#### [Work order]
Repeat back every line of the data, exactly.

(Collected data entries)
PR #1128, opened 2016-02-29
Make Types#membersBasedOnFlags safer and faster

smarter:
By filtering excluded flags earlier, we avoid forcing some denotations.

Review by @DarkDimius


DarkDimius:
compileStdLib seems to take forever now.

DarkDimius:
Seems to be a non-stability of CI.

#### [Response below]
PR #1128, opened 2016-02-29
Make Types#membersBasedOnFlags safer and faster

smarter:
By filtering excluded flags earlier, we avoid forcing some denotations.

Review by @DarkDimius


DarkDimius:
compileStdLib seems to take forever now.

DarkDimius:
Seems to be a non-stability of CI.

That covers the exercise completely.